As for the other types of platforms, A CRM is a fundamentally sales-focused tool, designed for recording in-person interactions.  A DMP is fundamentally focused on sharing data between businesses. A CDP takes a very different perspective: We’re all about helping a single business collect and unify all their first-party data, for their own internal use.

 

What impact do companies such as Segment have on the continued growth of APIs?

APIs are all about machines working with machines. You can think of Segment as an API of APIs, as we make it easier to connect existing APIs together. So we certainly accelerate the growth of APIs, in that we make it easier to use them.

 

Retailers have been talking about creating a single customer view for a very long time, but many still face challenges in doing so. Why are retailers stuck, and which emerging solutions might help them move more quickly?

Historically, most “single view of the customer” products have evolved from a single marketing channel. These products start as a simple tool representing a single channel for interacting with the customer, and the the product attempts to spread sideways to cover all channels. The result is supposed to be a fully-integrated suite of tools that  supposedly provide everything under one tightly-integrated roof. The reality is pretty disappointing. Salesforce, Oracle and Adobe have all acquired their way to becoming a suite. As is common with acquisitions, under the common brand the technology stacks and integrations can be a mess. So these suites fail to deliver on the single view of the customer.

Sailthru’s methodology for collecting, storing, and using data to power personalized multi-channel marketing campaigns is fundamentally different than the legacy technologies in the marketplace. That’s just one of the reasons we’re excited about our Sailthru integration. Sailthru’s customers have a strong use case for Segment, but the nature of what they do and the success they have within retail and media for marketing demonstrates just how important a modern approach to customer data is for an entire organization.

 

Can you give an example of a specific challenge one of your customers faced that would have been extremely difficult, if not impossible, to solve without Segment?

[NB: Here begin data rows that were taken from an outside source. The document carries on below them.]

PR #3897, opened 2025-11-14
Adding rank based logging for torch distributed examples

apbose:
This PR 
1. Adds rank based logging for the distributed examples
2. Corrects the fallback to pytorch case for NCCL converters
3. This with #3830 provides utilities for running distributed tensor parallel examples using torch.distributed

### DIFF
--- a/examples/distributed_inference/tensor_parallel_initialize_dist.py
+++ b/examples/distributed_inference/tensor_parallel_initialize_dist.py
@@ -3,7 +3,7 @@
 Tensor Parallel Initialize Distributed Environment
 ==================================================
 
-This module provides functions to initialize and clean up the distributed environment for tensor parallel distributed inference.
+This module provides functions to initialize and clean up the distributed environment for tensor parallel distributed inference. These utilities are useful for tensor parallel distributed inference examples using torch.distributed.
 """
 
 import logging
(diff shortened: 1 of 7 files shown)


examples/distributed_inference/tensor_parallel_initialize_dist.py
```diff
@@ -44,12 +99,49 @@ def initialize_distributed_env(rank=0, world_size=1, port=29500):
...
+    )
     device_id = (
         rank % torch.cuda.device_count()
     )  # Ensure each rank gets a unique device
     torch.cuda.set_device(device_id)
 
-    return device_mesh, world_size, rank
+    # Set C++ TensorRT runtime log level based on most verbose handler
+    # this is similar to set_log_level()
+    cpp_level = min(file_level_int, console_level_int)
```
narendasan, line 129: Dont we have an API that abstracts needing to detect if the C++ runtime is available? If not we should add one

tests/py/dynamo/distributed/test_nccl_ops.py
```diff
@@ -57,9 +74,11 @@ def forward(self, x):
 
 
 class TestNcclOpsConverter(DispatchTestCase):
+    # 1. Skip if NCCL backend is not available (e.g., Windows, Jetson) - hard requirement
+    # 2. Don't skip if TRTLLM is unavailable (e.g., CUDA 13) - falls back to PyTorch
     @unittest.skipIf(
-        not is_platform_supported_for_trtllm(),
-        "Skipped on Windows, Jetson and CUDA13: NCCL backend is not supported.",
+        not is_distributed_nccl_available(),
+        "Skipped: NCCL backend is not available (Windows/Jetson not supported).",
```
narendasan: Is it jetson or just Orin?

examples/distributed_inference/tensor_parallel_initialize_dist.py
apbose: I have added a function in _features.py for the above. And also moved all this to logging.py. Let me know if that function placment works

tests/py/dynamo/distributed/test_nccl_ops.py
apbose: yeah Orin. Changed to Jetson Orin

py/torch_tensorrt/logging.py
```diff
@@ -31,6 +34,81 @@ def log(self, severity: trt.ILogger.Severity, msg: str) -> None:
...
+        torch_tensorrt.logging.set_level(logging.DEBUG, logger=my_logger)
+    """
+    # Set the specified logger or default to root torch_tensorrt logger
+    if logger is None:
+        logging.getLogger("torch_tensorrt").setLevel(level)
+        _LOGGER.setLevel(level)
+    else:
+        logger.setLevel(level)
+
+    if has_torchscript_frontend():
```
narendasan, line 68: If we have the frontend we necessarily have the runtime, I dont think we need to use these APIs

py/torch_tensorrt/logging.py
```diff
@@ -46,13 +124,13 @@ def __enter__(self) -> None:
         self.external_lvl = _LOGGER.getEffectiveLevel()
         _LOGGER.setLevel(logging.CRITICAL)
 
-        if ENABLED_FEATURES.torchscript_frontend:
+        if has_torchscript_frontend():
```
narendasan, line 127: lets just remove the has_torchscript_frontend cases

narendasan (approved):
Just remove the TS ones since we should be able to handle both with the runtime and then LGTM

PR #3902, opened 2025-11-18
Fix Bugs

leimao:
I believe there are some bugs due to typo in programming.


cpp/src/types.cpp
narendasan, line 122: These are type constructors not direct translators https://github.com/pytorch/TensorRT/blob/98f54feede428760cfab8a000fcfaaeae65f973b/cpp/include/torch_tensorrt/torch_tensorrt.h#L144

cpp/src/types.cpp
```diff
@@ -157,11 +150,10 @@ TensorFormat::TensorFormat(at::MemoryFormat t) {
```
narendasan, line 157: Same thing here, value is held by a TensorFormat object

narendasan:
@leimao thanks for the PR. For the changes to the TS C++ API, these are not bugs. We define a set of wrapped enums that abstract the TRT and PyTorch versions. This makes it easier to write code that may mix the two APIs arbitrarily. 

Also as with FX, we are strongly pushing people to use Dynamo + AOTInductor to replace TorchScript as it is now deprecated in PyTorch and will be removed in PyTorch 2.14

cpp/src/types.cpp
leimao: I misread this one. For the purpose of clarity, I think we should use `m` prefix for object member variables. Will revert these.

leimao:
> @leimao thanks for the PR. For the changes to the TS C++ API, these are not bugs. We define a set of wrapped enums that abstract the TRT and PyTorch versions. This makes it easier to write code that may mix the two APIs arbitrarily.
> 
> Also as with FX, we are strongly pushing people to use Dynamo + AOTInductor to replace TorchScript as it is now deprecated in PyTorch and will be removed in PyTorch 2.14

@narendasan I believe there is still a bug, please review again. Thanks.

core/lowering/register_trt_placeholder_ops.cpp
```diff
@@ -20,7 +20,6 @@ RegisterOperators trt_placeholder_ops_reg({
         [](Stack& stack) {
           auto attn_mask = pop(stack).to<at::Tensor>();
           if (attn_mask.scalar_type() == at::kBool) {
-            attn_mask = attn_mask;
```
leimao, line 23: This one is unnecessary and is very confusing.

cpp/src/types.cpp
```diff
@@ -158,6 +158,7 @@ TensorFormat::TensorFormat(at::MemoryFormat t) {
   switch (t) {
     case at::MemoryFormat::ChannelsLast:
       value = TensorFormat::kChannelsLast;
+      break;
```
leimao, line 161: This one fixes an oversight of the implementation.

narendasan (approved):
LGTM, Would reiterate again that the torchscript frontend is in maintenance mode so unless there are bugs we likely will not change the implementation much. But we are highly interested in collecting reasons why Dynamo isnt working for your use case if thats the reason you are using TS so we can work to get those gaps closed prior to torchscript being removed

leimao:
The test failures seems to be irrelevant to my change. Some warnings were treated as errors by compiler flags.

leimao:
> LGTM, Would reiterate again that the torchscript frontend is in maintenance mode so unless there are bugs we likely will not change the implementation much. But we are highly interested in collecting reasons why Dynamo isnt working for your use case if thats the reason you are using TS so we can work to get those gaps closed prior to torchscript being removed

I think I mentioned Dynamo worked in my case. But for some reason, in a different environment, I only have a lower version of Torch-TensorRT which does not seem to have the Dynamo path. Is there any performance difference between the FX path and Dynamo path based on your experience?

Also could you please take a lot at the test failures?

Thanks @narendasan.

narendasan:
> Also could you please take a lot at the test failures?

Yeah if you rebase it should resolve those issues 

>  Is there any performance difference between the FX path and Dynamo path based on your experience?

They should be mostly the same but we have not been actively optimizing the FX path since Dynamo has superseded FX

leimao:
> > Also could you please take a lot at the test failures?
> 
> Yeah if you rebase it should resolve those issues
> 
> > Is there any performance difference between the FX path and Dynamo path based on your experience?
> 
> They should be mostly the same but we have not been actively optimizing the FX path since Dynamo has superseded FX

I have a noob question. Please bear with me if I did not ask it correctly. Since Dynamo will also produce FX graph as intermediate representation, which should be the same or similar to the one captured by Torch FX, what's the advantage of Torch-TensorRT-Dynamo over Torch-TensorRT-FX? Thanks.

narendasan:
> Since Dynamo will also produce FX graph as intermediate representation, which should be the same or similar to the one captured by Torch FX, what's the advantage of Torch-TensorRT-Dynamo over Torch-TensorRT-FX? Thanks.

Dynamo has better graph capture, and a fixed op set called Core ATen. This means dynamo has reproducible graphs and strong op coverage. Dynamo also fully supports current generation serialization workflows and other advanced use cases like dynamic shape. 

FX graphs can include basically any operator in PyTorch so its more likely to hit unsupported ops. Also there are more limitations in how the graphs are traced which makes it hard to use for production.

Issue #3909, opened 2025-11-19
🐛 [Bug] Engine cache failed on torch.compile backend=tensorrt


lanluo-nvidia:
##  Bug Description

engine cache test failed:

FAILED models/test_engine_cache.py::TestEngineCache::test_dynamo_compile_with_custom_engine_cache
FAILED models/test_engine_cache.py::TestEngineCache::test_torch_compile_graph_break
FAILED models/test_engine_cache.py::TestEngineCache::test_torch_compile_with_custom_engine_cache

https://gitlab-master.nvidia.com/dl/dgx/pytorch/-/jobs/234818816
https://gitlab-master.nvidia.com/dl/dgx/pytorch/-/jobs/234818814

## To Reproduce

It can be reproduced in local Linux work station

## Environment

> Build information about Torch-TensorRT can be found by turning on debug messages

 - Torch-TensorRT Version (e.g. 1.0.0):
 - PyTorch Version (e.g. 1.0):
 - CPU Architecture:
 - OS (e.g., Linux):
 - How you installed PyTorch (`conda`, `pip`, `libtorch`, source):
 - Build command you used (if compiling from source):
 - Are you using local sources or building from archives:
 - Python version:
 - CUDA version:
 - GPU models and configuration:
 - Any other relevant information:

lanluo-nvidia:
https://github.com/pytorch/TensorRT/pull/3915

zewenli98:
Hi @lanluo-nvidia, this PR #3915 can be closed because I improved and refactored engine caching in #3932

PR #3932, opened 2025-11-24
feat: improve engine caching and fix bugs

zewenli98:
# Description

As I requested, TensorRT 10.14 added an argument `trt.SerializationFlag.INCLUDE_REFIT` to allow refitted engines to keep refittable. That means engines can be refitted multiple times. Based on the capability, this PR enhances the existing engine caching and refitting features as follows:
1. To save hard disk space, engine caching will only save weight-stripped engines on disk regardless of `compilation_settings.strip_engine_weights`. Then, when users pull out the cached engine, it will be automatically refitted and kept refittable.
2. Compiled TRT modules can be refitted multiple times with `refit_module_weights()`. e.g.:
```
for _ in range(3):
    trt_gm = refit_module_weights(trt_gm, exp_program)
```
3. Due to some changes, the insertion and pulling of cached engines are located in different places, which causes #3909. This PR unified the insertion and pulling in `_conversion.py`.

## Type of change

# Checklist:

### DIFF
--- a/py/torch_tensorrt/dynamo/backend/backends.py
+++ b/py/torch_tensorrt/dynamo/backend/backends.py
@@ -159,8 +159,10 @@ def _pretraced_backend(
                 )
             if settings.strip_engine_weights:
                 logger.warning(
-                    "strip_engine_weights arg is not supported for torch.compile()"
+                    "strip_engine_weights=True is not supported for torch.compile(). It will be set to False automatically."
                 )
+                settings.strip_engine_weights = False
+
             trt_compiled = compile_module(
                 gm,
                 torchtrt_inputs,
--- a/tests/py/dynamo/models/test_weight_stripped_engine.py
+++ b/tests/py/dynamo/models/test_weight_stripped_engine.py
@@ -98,7 +98,9 @@ class TestWeightStrippedEngine(TestCase):
         gm1_output = gm1(*example_inputs)
 
         assertions.assertEqual(
-            gm1_output.sum(), 0, msg="gm1_output should be all zeros"
+            gm1_output.sum(),
+            0,
+            msg=f"gm1_output should be all zeros, but got {gm1_output}",
         )
 
     @unittest.skipIf(


py/torch_tensorrt/dynamo/conversion/_conversion.py
```diff
@@ -63,6 +68,128 @@ def interpret_module_to_result(
         SerializedInterpreterResult
     """
 
+    def _insert_engine_to_cache(
+        hash_val: str, interpreter_result: TRTInterpreterResult
```
narendasan: Nice, I like this

py/torch_tensorrt/dynamo/conversion/_conversion.py
```diff
@@ -63,6 +68,128 @@ def interpret_module_to_result(
...
+                inputs,
+                settings,
+                interpreter_result.weight_name_map,
+                interpreter_result.requires_output_allocator,
+            ),
+        )
+        logger.info(f"Engine was successfully inserted into cache for hash: {hash_val}")
+
+    @needs_refit  # type: ignore[misc]
+    def _pull_cached_engine(hash_val: str) -> Optional[SerializedInterpreterResult]:
```
narendasan: 👍

py/torch_tensorrt/dynamo/conversion/_conversion.py
narendasan: Is there a reason that the function needs to be in the interpret functions scope?

py/torch_tensorrt/dynamo/conversion/_conversion.py
```diff
@@ -63,6 +68,128 @@ def interpret_module_to_result(
...
+                interpreter_result.output_names,
+                inputs,
+                settings,
+                interpreter_result.weight_name_map,
+                interpreter_result.requires_output_allocator,
+            ),
+        )
+        logger.info(f"Engine was successfully inserted into cache for hash: {hash_val}")
+
+    @needs_refit  # type: ignore[misc]
```
narendasan: Should the insert and extract both be needs refit? 

Also shouldnt this gracefully pass through vs the typically unimplemented error?

py/torch_tensorrt/dynamo/conversion/_conversion.py
zewenli98: Not a specific reason, but I just don't know when the engine_cache will be used other than in the function `interpret_module_to_result()`. To make it safe and self-contained, I picked the smallest scope. Is there any other cases that might use engine_cache?

py/torch_tensorrt/dynamo/conversion/_conversion.py
zewenli98: > Should the insert and extract both be needs refit?

`insert` seems not to involve any refitting stuff. It supports a scenario that users insert engines on machine A that doesn't support refit but pull engines on machine B that supports refit. Please correct me if wrong.

> Also shouldnt this gracefully pass through vs the typically unimplemented error?

Not sure if I understand your question correctly. The reason why we need refit in `pull` is that we save weight-stripped engine in this implementation, which needs to be refitted to get correct weights before using.

narendasan: > Should the insert and extract both be needs refit?

If we support saving and pulling identical immutable weights engines then we dont need to guard at all, but if we are just saving immutable weights engines but never reusing them I dont see the point of supporting just insert

> Also shouldnt this gracefully pass through vs the typically unimplemented error?

The `needs_X` decorator will throw unimplemented if its hit with the feature not enabled. But in the case of refit if its not enabled then we should just bypass the cache

zewenli98: Ah I got you. fixed the two issues

py/torch_tensorrt/dynamo/conversion/_conversion.py
narendasan: Well it will get redefined each time interpret is called if its in scope, not sure its necessary unless there was some reason like it uses context from interpret module

narendasan:
@cehongwang please take a pass so we have multiple eyes on this PR

py/torch_tensorrt/dynamo/backend/backends.py
```diff
@@ -157,10 +157,6 @@ def _pretraced_backend(
                 logger.warning(
                     "require_full_compilation arg is not applicable for torch.compile with backend='torch_tensorrt"
                 )
-            if settings.strip_engine_weights:
```
narendasan, line 160: When would a torch.compile use try to use strip weights?

py/torch_tensorrt/dynamo/conversion/_conversion.py
```diff
@@ -42,27 +47,168 @@ def infer_module_output_dtypes(
...
+    if not ENABLED_FEATURES.refit:
+        logger.info("Refit feature is not available, so the engine is not cached")
+        return False
+
+    # Cache the weight-stripped engine regardless of the `strip_engine_weights` setting
+    if engine_cache.check(hash_val) is not None:
+        logger.info(f"The engine already exists in cache for hash: {hash_val}")
+        return False
+
+    if not settings.strip_engine_weights:
```
narendasan: I feel like strip weights should only apply to the returned engine and not to the cache directly. So a returned cache engine with `strip weights == True` wont be refit. but you always only save stripped engine.

py/torch_tensorrt/dynamo/backend/backends.py
zewenli98: added the warning back. Not sure why strip_engine_weights arg doesn't work for torch.compile()

py/torch_tensorrt/dynamo/conversion/_conversion.py
zewenli98: The current design is to save stripped engine for using less hard disk. A returned cache engine with `strip weights == True` wont be refit as well. Only `strip weights == False` will be refit.

py/torch_tensorrt/dynamo/backend/backends.py
narendasan: It just doenst make sense. Torch compile is not serializable. So why would you ever want a callable that doesnt have the weights in it

py/torch_tensorrt/dynamo/conversion/_conversion.py
narendasan: yeah but what i mean is **every** engine we save in the cache should be a stripped weights engine right? We arent doing weight matching in the hash function for pulling from the cache so we will need to refit anyway. So the serialization config should always have `serialization_config.set_flag(trt.SerializationFlag.EXCLUDE_WEIGHTS)` regardless if the user tells us `settings.strip_engine_weights == True` or `settings.strip_engine_weights == False`

narendasan: | User Setting | Engine Saved to Cache | Engine Returned to User |
| :------- | :------: | -------: |
| settings.strip_engine_weights == True     | Weightless   | Weightless    |
| settings.strip_engine_weights == False   | Weightless   | Refit Weights  |

narendasan: Or is it that we dont need to explictly set the setting if the weight was built with stripped weights? Is there any harm in doing so? Then there is only one code path

py/torch_tensorrt/dynamo/conversion/_conversion.py
```diff
@@ -42,27 +47,168 @@ def infer_module_output_dtypes(
...
+
+        for i, e in enumerate(
+            [Input.equivalent_spec(c, i) for c, i in zip(cached_engine_inputs, inputs)]
+        ):
+            assert (
+                e
+            ), f"Attempted to refit a cached engine built for a different input size (input: {i}, cached size: {cached_engine_inputs[i]}, new size: {inputs[i]}"
+
+        logger.info(
+            "Found the cached engine that corresponds to this graph. It is directly loaded."
```
narendasan: Print the hash

py/torch_tensorrt/dynamo/conversion/_conversion.py
```diff
@@ -42,27 +47,168 @@ def infer_module_output_dtypes(
...
 
+    # engine_cache could be None if:
+    # 1) engine_cache is not passed in when calling this function like convert_exported_program_to_serialized_trt_engine etc., or
+    # 2) both cache_built_engines and reuse_cached_engines are False
+    if (
+        ENABLED_FEATURES.refit
+        and engine_cache is not None
+        and not settings.immutable_weights
+    ):
+        if settings.cache_built_engines or settings.reuse_cached_engines:
```
narendasan: I think this code is unclear. Would recommend something like this 

```py 

hash_val = engine_cache.get_hash(module, inputs, settings) if (settings.cache_built_engines or settings.reuse_cached_engines) else None

if settings.reuse_cached_engines:
    serialized_interpreter_result = pull_cached_engine(
        hash_val, module, engine_cache, settings, inputs
    )
    if serialized_interpreter_result is not None:  # hit the cache
        return serialized_interpreter_result

...

if (
    ENABLED_FEATURES.refit
    and not settings.immutable_weights
    and settings.cache_built_engines
    and engine_cache is not None
):
    _ = insert_engine_to_cache(
        hash_val, interpreter_result, engine_cache, settings, inputs
    )

    serialized_engine = interpreter_result.engine.serialize()
    
```

py/torch_tensorrt/dynamo/conversion/_conversion.py
```diff
@@ -86,6 +232,17 @@ def interpret_module_to_result(
         f"CPU memory usage after clearing frozen parameters and building memory in conversion: {get_cpu_memory_usage()} MB"
     )
 
+    # Engine caching only for refittable engines
+    if (
+        ENABLED_FEATURES.refit
+        and not settings.immutable_weights
+        and settings.cache_built_engines
```
narendasan: We should probably throw a warning or something if `engine_cache is None and settings.cache_built_engines == True`

py/torch_tensorrt/dynamo/backend/backends.py
zewenli98: My understanding is that for torch.compile, `_pretraced_backend()` calls `compile_module()`, which is the same as the AOT to build TRT engines. If we pass in `settings.strip_engine_weights`, doesn't it tell the builder to build a weight-stripped engine?

py/torch_tensorrt/dynamo/conversion/_conversion.py
zewenli98: > Or is it that we dont need to explictly set the setting if the weight was built with stripped weights?

correct.

> Is there any harm in doing so? Then there is only one code path

At first there were multiple serialize and deserialize. For now I think there's no harm to get them in one path

py/torch_tensorrt/dynamo/conversion/_conversion.py
```diff
@@ -42,27 +47,168 @@ def infer_module_output_dtypes(
...
+    engine_cache: BaseEngineCache,
+    settings: CompilationSettings,
+    inputs: Sequence[Input],
+) -> bool:
+    if not ENABLED_FEATURES.refit:
+        logger.info("Refit feature is not available, so the engine is not cached")
+        return False
+
+    # Cache the weight-stripped engine regardless of the `strip_engine_weights` setting
+    if engine_cache.check(hash_val) is not None:
```
narendasan, line 68: This should save the freshest engine

py/torch_tensorrt/dynamo/backend/backends.py
zewenli98: The reason why JIT's output is not all zeros when `strip_engine_weights=True` is that AOT and JIT generate different GM before converting to TRT engine. JIT graphs are always weightless because weights are passed by input.

AOT's weights are stored in the model:
```
graph():
    %conv1_weight : [num_users=1] = get_attr[target=conv1.weight]
    %bn1_weight : [num_users=1] = get_attr[target=bn1.weight]
    %bn1_bias : [num_users=1] = get_attr[target=bn1.bias]
    %layer1_0_conv1_weight : [num_users=1] = get_attr[target=layer1.0.conv1.weight]
    %layer1_0_bn1_weight : [num_users=1] = get_attr[target=layer1.0.bn1.weight]
    %layer1_0_bn1_bias : [num_users=1] = get_attr[target=layer1.0.bn1.bias]
    %layer1_0_conv2_weight : [num_users=1] = get_attr[target=layer1.0.conv2.weight]
    %layer1_0_bn2_weight : [num_users=1] = get_attr[target=layer1.0.bn2.weight]
    %layer1_0_bn2_bias : [num_users=1] = get_attr[target=layer1.0.bn2.bias]
    ...
    %layer4_1_bn2_running_mean : [num_users=1] = get_attr[target=layer4.1.bn2.running_mean]
    %layer4_1_bn2_running_var : [num_users=1] = get_attr[target=layer4.1.bn2.running_var]
    %convolution : [num_users=1] = call_function[target=torch.ops.aten.convolution.default](args = (%x, %conv1_weight, None, [2, 2], [3, 3], [1, 1], False, [0, 0], 1), kwargs = {})
    %_native_batch_norm_legit_no_training : [num_users=1] = call_function[target=torch.ops.aten._native_batch_norm_legit_no_training.default](args = (%convolution, %bn1_weight, %bn1_bias, %bn1_running_mean, %bn1_running_var, 0.1, 1e-05), kwargs = {})
```
but JIT uses placeholder to get the weights on the fly, so there's actually no weights to be stripped.
```
graph():
    %arg2_1 : [num_users=1] = placeholder[target=arg2_1]
    %arg3_1 : [num_users=1] = placeholder[target=arg3_1]
    %arg4_1 : [num_users=1] = placeholder[target=arg4_1]
    %arg5_1 : [num_users=1] = placeholder[target=arg5_1]
    %arg6_1 : [num_users=1] = placeholder[target=arg6_1]
    %arg7_1 : [num_users=1] = placeholder[target=arg7_1]
    %arg8_1 : [num_users=1] = placeholder[target=arg8_1]
    %arg9_1 : [num_users=1] = placeholder[target=arg9_1]
    ...
    %arg101_1 : [num_users=1] = placeholder[target=arg101_1]
    %arg102_1 : [num_users=1] = placeholder[target=arg102_1]
    %convolution : [num_users=1] = call_function[target=torch.ops.aten.convolution.default](args = (%arg1_1, %arg0_1, None, [2, 2], [3, 3], [1, 1], False, [0, 0], 1), kwargs = {})
    %_native_batch_norm_legit_no_training : [num_users=1] = call_function[target=torch.ops.aten._native_batch_norm_legit_no_training.default](args = (%convolution, %arg4_1, %arg5_1, %arg2_1, %arg3_1, 0.1, 1e-05), kwargs = {})
```

zewenli98:
The reason why JIT's output is not all zeros when `strip_engine_weights=True` is that AOT and JIT generate different GM before converting to TRT engine. JIT graphs are always weightless because weights are passed by input.

AOT's weights are stored in the model:
```
graph():
    %conv1_weight : [num_users=1] = get_attr[target=conv1.weight]
    %bn1_weight : [num_users=1] = get_attr[target=bn1.weight]
    %bn1_bias : [num_users=1] = get_attr[target=bn1.bias]
    %layer1_0_conv1_weight : [num_users=1] = get_attr[target=layer1.0.conv1.weight]
    %layer1_0_bn1_weight : [num_users=1] = get_attr[target=layer1.0.bn1.weight]
    %layer1_0_bn1_bias : [num_users=1] = get_attr[target=layer1.0.bn1.bias]
    %layer1_0_conv2_weight : [num_users=1] = get_attr[target=layer1.0.conv2.weight]
    %layer1_0_bn2_weight : [num_users=1] = get_attr[target=layer1.0.bn2.weight]
    %layer1_0_bn2_bias : [num_users=1] = get_attr[target=layer1.0.bn2.bias]
    ...
    %layer4_1_bn2_running_mean : [num_users=1] = get_attr[target=layer4.1.bn2.running_mean]
    %layer4_1_bn2_running_var : [num_users=1] = get_attr[target=layer4.1.bn2.running_var]
    %convolution : [num_users=1] = call_function[target=torch.ops.aten.convolution.default](args = (%x, %conv1_weight, None, [2, 2], [3, 3], [1, 1], False, [0, 0], 1), kwargs = {})
    %_native_batch_norm_legit_no_training : [num_users=1] = call_function[target=torch.ops.aten._native_batch_norm_legit_no_training.default](args = (%convolution, %bn1_weight, %bn1_bias, %bn1_running_mean, %bn1_running_var, 0.1, 1e-05), kwargs = {})
```
but JIT uses placeholder to get the weights on the fly, so there's actually no weights to be stripped.
```
graph():
    %arg2_1 : [num_users=1] = placeholder[target=arg2_1]
    %arg3_1 : [num_users=1] = placeholder[target=arg3_1]
    %arg4_1 : [num_users=1] = placeholder[target=arg4_1]
    %arg5_1 : [num_users=1] = placeholder[target=arg5_1]
    %arg6_1 : [num_users=1] = placeholder[target=arg6_1]
    %arg7_1 : [num_users=1] = placeholder[target=arg7_1]
    %arg8_1 : [num_users=1] = placeholder[target=arg8_1]
    %arg9_1 : [num_users=1] = placeholder[target=arg9_1]
    ...
    %arg101_1 : [num_users=1] = placeholder[target=arg101_1]
    %arg102_1 : [num_users=1] = placeholder[target=arg102_1]
    %convolution : [num_users=1] = call_function[target=torch.ops.aten.convolution.default](args = (%arg1_1, %arg0_1, None, [2, 2], [3, 3], [1, 1], False, [0, 0], 1), kwargs = {})
    %_native_batch_norm_legit_no_training : [num_users=1] = call_function[target=torch.ops.aten._native_batch_norm_legit_no_training.default](args = (%convolution, %arg4_1, %arg5_1, %arg2_1, %arg3_1, 0.1, 1e-05), kwargs = {})
```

One of my favorites shows how Segment has helped e-commerce company Trunk Club deliver personal style. Trunk Club enables people to share clothing preferences via a mobile app or its website, and then connects those shoppers to a personal stylist. The company was using a small number of software applications to review its data, but it didn’t have a consistent strategy to take advantage of the enormous trove of data generated by shopping and purchase behaviors, which could contribute insight for building personal clothing catalogues. 

Segment made it easy for Trunk Club to access data, answer questions, and make faster changes by tracking customer behavior data from their iOS and Android apps, website, and servers. Routing that data to multiple tools that different teams rely on, Trunk Club turns that data into recommendations stylists use to select the right items for each individual customer. Segment has enabled Trunk Club to access data, answer questions, and make faster changes than ever before.